# Abundance and size-frequency distributions of boulders in Linne crater's   ejecta (Moon)

**Authors:** Maurizio Pajola, Riccardo Pozzobon, Alice Lucchetti, Sandro Rossato,, Emanuele Baratti, Valentina Galluzzi, Gabriele Cremonese

arXiv: 1812.00590 · 2018-12-04

## TL;DR

This study analyzes the abundance and size distribution of boulders around Linne crater on the Moon using high-resolution imagery, revealing insights into ejecta patterns, impact dynamics, and regolith thickness.

## Contribution

It provides the first detailed size-frequency distribution and spatial analysis of boulders around Linne crater, including implications for impact mechanics and lunar surface properties.

## Key findings

- Boulder sizes follow a power-law distribution with index -4.03.
- Largest boulders are within 2 km of the crater center.
- Estimated regolith thickness is approximately 4.75 meters.

## Abstract

This paper presents the abundances and the size-frequency distributions (SFD) of the ejected boulders surrounding the Linne crater, located on the Moon's Mare Serenitatis basin. By means of Lunar Reconnaissance Orbiter Camera high-resolution images we prepare a context geological map of the Linne crater as well as we identify 12000 boulders > 4.4 m, with a maximum measured size of 30.8 m.

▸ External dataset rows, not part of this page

PR #51, opened 2024-04-28
Autonomy Bootcamp - Ivy Ye

47vy:


modules/bootcamp/decision_simple_waypoint.py
```diff
@@ -69,9 +76,19 @@ def run(self,
         # ============
 
         # Do something based on the report and the state of this class...
+        
+        if report.status == drone_status.DroneStatus.HALTED:
+            distance = self.distance_to_waypoint(report.position)
+            if distance <= (self.acceptance_radius ** 2):
```
TongguangZhang, line 82: try to avoid duplicate brackets here

modules/bootcamp/decision_simple_waypoint.py
```diff
@@ -38,11 +38,18 @@ def __init__(self, waypoint: location.Location, acceptance_radius: float):
         # ============
 
         # Add your own
-
+        
         # ============
         # ↑ BOOTCAMPERS MODIFY ABOVE THIS COMMENT ↑
         # ============
 
+    def distance_to_waypoint(self, current_position: location.Location) -> float:
```
TongguangZhang, line 46: since this is the squared distance, let's rename it to be more descriptive

modules/bootcamp/decision_waypoint_landing_pads.py
```diff
@@ -69,9 +91,33 @@ def run(self,
         # ============
 
         # Do something based on the report and the state of this class...
+        if report.status == drone_status.DroneStatus.HALTED:
+            if not self.reached:
+                distance_to_waypoint_squared = self.distance_to_waypoint(report.position, self.waypoint)
+                
+                if distance_to_waypoint_squared < self.acceptance_radius**2:
+                    self.reached = True
+                    return commands.Command.create_land_command()
```
TongguangZhang, line 100: we don't want to land on the waypoint - we want to search for landing pads after reaching the waypoint, either do not return a command here or move the code below that searches for landing pads to here instead

modules/bootcamp/detect_landing_pad.py
```diff
@@ -86,33 +86,39 @@ def run(self, image: np.ndarray) -> "tuple[list[bounding_box.BoundingBox], np.nd
...
         # Get the xyxy boxes list from the Boxes object in the Result object
-        boxes_xyxy = ...
+        boxes_xyxy = prediction.boxes.xyxy
 
-        # Detach the xyxy boxes to make a copy,
+        # Detach the xyxy boxes to make a copy,s
         # move the copy into CPU space,
         # and convert to a numpy array
-        boxes_cpu = ...
+        boxes_cpu = boxes_xyxy.cpu().numpy()
```
TongguangZhang, line 104: we want to call detach() on this as well, which removes it from the computational graph
tensors attached to the graph have gradients on, which is used for back propagation during model training, since we're just using the model for predictions, we want to have the gradients off

modules/bootcamp/detect_landing_pad.py
```diff
@@ -86,33 +86,39 @@ def run(self, image: np.ndarray) -> "tuple[list[bounding_box.BoundingBox], np.nd
...
         # Hint: .shape gets the dimensions of the numpy array
         # for i in range(0, ...):
+        # print(boxes_cpu.shape[0])
+        for i in range(0, boxes_cpu.shape[0]):
             # Create BoundingBox object and append to list
             # result, box = ...
+            result, box = bounding_box.BoundingBox.create(boxes_cpu[i])
+            print(box)
+            if result:
+                bounding_boxes.append(box)
```
TongguangZhang, line 117: instead of skipping a failed box creation, we actually want to return nothing for the whole image

modules/bootcamp/decision_simple_waypoint.py
```diff
@@ -69,9 +76,19 @@ def run(self,
...
+                command = commands.Command.create_land_command()
+            else:
+                command = commands.Command.create_set_relative_destination_command(
+                    self.waypoint.location_x - report.position.location_x, 
+                    self.waypoint.location_y - report.position.location_y)
+
 
         # Remove this when done
-        raise NotImplementedError
+        # raise NotImplementedError
```
TongguangZhang, line 91: we want to avoid having commented out code since it won't be run, if we need this code we can go back in the git history for it (we do want to keep annotative comments though)

modules/bootcamp/decision_waypoint_landing_pads.py
```diff
@@ -69,9 +91,33 @@ def run(self,
...
+                    best_pad = self.best_landing_pad(report.position, landing_pad_locations)
+                    self.landing_pad_location = best_pad
+
+                    return commands.Command.create_set_relative_destination_command(
+                        self.landing_pad_location.location_x - report.position.location_x,
+                        self.landing_pad_location.location_y - report.position.location_y)
 
         # Remove this when done
-        raise NotImplementedError
+        # raise NotImplementedError
```
TongguangZhang, line 120: same as above

modules/bootcamp/detect_landing_pad.py
```diff
@@ -86,33 +86,39 @@ def run(self, image: np.ndarray) -> "tuple[list[bounding_box.BoundingBox], np.nd
...
 
         # Remove this when done
-        raise NotImplementedError
-
+        # raise NotImplementedError
+        return bounding_boxes, image_annotated
```
TongguangZhang, line 121: we want to avoid having commented out code since it won't be run, if we need this code we can go back in the git history for it (we do want to keep annotative comments though)

TongguangZhang (commented):
Great job! Overall logic looks good, just some minor fixes

TongguangZhang (commented):
LGTM!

The cumulative number of boulders per km2 is fitted with a power-law curve with index -4.03 +0.09/-0.10. By studying the radial ejecta abundances, we find that the largest ones are located within the first 2 km from the crater's centre, while few tens of boulders with sizes < 8 m are detectable above 5 km from the crater's rim. We find that the Linne proximal ejecta blanket is slightly asymmetrical, as indicated in the geological map too, showing a density increase in the NE-SW direction. This may be the result of an oblique impact emplacement of the original impactor, or it may be explained with a perpendicular impact in the Mare Serenitatis location, but on a surface with lunar basalts with different local mechanical properties. By exploiting our boulders size density as a function of the distance from the crater's centre, we derive a possible regolith thickness at the Linne impact of 4.75 m, supporting similar values based on Earth-based radar and optical data in the Mare Serenitatis basin.